* **Items from a data source**

PR #8561, opened 2024-01-05
feat(radio-button-group, segmented control): add validationMessage, validationIcon, and status properties

benelan:
**Related Issue:** #8057

## Summary

Add `validationMessage`, `validationIcon`, and `status` properties to `calcite-radio-button-group` and `calcite-segmented-control` for form validation.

* **INSTRUCTIONS TO FOLLOW**
Return each line of the data above verbatim.

* **EXPECTED OUTPUT**
PR #8561, opened 2024-01-05
feat(radio-button-group, segmented control): add validationMessage, validationIcon, and status properties

benelan:
**Related Issue:** #8057

## Summary

Add `validationMessage`, `validationIcon`, and `status` properties to `calcite-radio-button-group` and `calcite-segmented-control` for form validation.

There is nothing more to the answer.